Phase 1 — Scan & spec

The skill spawns an Explore subagent (Claude Code's general-purpose search agent) with /astra's Decisions criteria inlined into the prompt. The subagent returns a structured inventory:

  • Per script/notebook: file path, what it does, files it reads and writes, hardcoded analytical choices (with file:line, current value, what it controls), how it's invoked.
  • Project-level: dependency files, data files, any existing container setup.

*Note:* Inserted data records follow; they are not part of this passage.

PR #2224, opened 2023-04-25
enforce basic quotas on admin apis

pjain1:
Resolves https://github.com/rilldata/rill-developer/issues/2207

### DIFF
--- a/admin/database/database.go
+++ b/admin/database/database.go
@@ -129,6 +129,11 @@ type DB interface {
 	FindProjectInvite(ctx context.Context, projectID, userEmail string) (*ProjectInvite, error)
 	InsertProjectInvite(ctx context.Context, email, projectID, roleID, invitedByID string) error
 	DeleteProjectInvite(ctx context.Context, id string) error
+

The main agent keeps only the genuinely analytical choices (most hardcoded values are implementation details), drafts astra.yaml with recipe: blocks pointing at the existing scripts, and generates universes/baseline.yaml with defaults matching the current hardcoded values — so the first run reproduces existing behavior. astra validate astra.yaml then checks the spec, and the user reviews before Phase 2.

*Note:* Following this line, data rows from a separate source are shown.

PR #2227, opened 2023-04-25
Fix 2075 removable list menu closing when clicked 3

### LINKED ISSUE #2075: the `RemovableListMenu` component closes after I select options; rather than staying open

bcolloran:
Fixes #2075 by making 2 changes:

1. passing exclude toggle state down in a store rather than as props. I don't know why exactly this workaround is needed, but it seems like there might be something complicated happening with the interplay of the `Portal` and `Menu` elements used by the chip menu, and the that svelte compiler is not able to correctly invalidate the props passed to the `RemovableListMenu`. See https://github.com/rilldata/rill-developer/pull/2197 for more details on the non-working behavior.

Phase 2 — Implement (parameterize)

The approach depends on the shape of each script:

  • Script with hardcoded values. Add or extend argparse; replace the hardcoded values with parsed args.
  • Notebook. Move the .ipynb to notebooks/ (kept as reference) and create a .py script that does the parameterized version. The recipe points at the new script.
  • Config-file-driven project. Write a thin wrapper that accepts ASTRA decision args, writes the config, and calls the original entry point. The user's config-driven code stays untouched.

Hard conventions enforced by the prompt:

  • Decision IDs use underscores (outlier_sigma), and lightcone-cli passes them as --outlier_sigma. Argument parsing must match.
  • Each output is a directory, results/{universe}/{output_id}/. The recipe receives {output} as that directory; scripts write artifacts inside it ({output}/data.parquet).
  • Don't refactor, restructure, or "improve" existing code — parameter plumbing only.

Phase 3 — Run & debug

Run lc run --universe baseline, then iterate fixes until lc status shows every output ok. If the scan surfaced existing results elsewhere in the project, compare them against the new results/baseline/<output_id>/ to confirm the migration preserved behavior. Re-validate with astra validate astra.yaml and present the summary.

Hard rules

  • Minimal changes. No refactor, no rename, no reorganize.
  • Never guess. Read every script before claiming what it does.
  • Filter decisions aggressively. Most hardcoded values are implementation details, not decisions.
  • Preserve behavior. The baseline universe, with default values, must reproduce the original exactly.
  • /lc-new — for greenfield analyses.
  • After migration, run lc verify to confirm the spec is valid and the provenance chain is intact.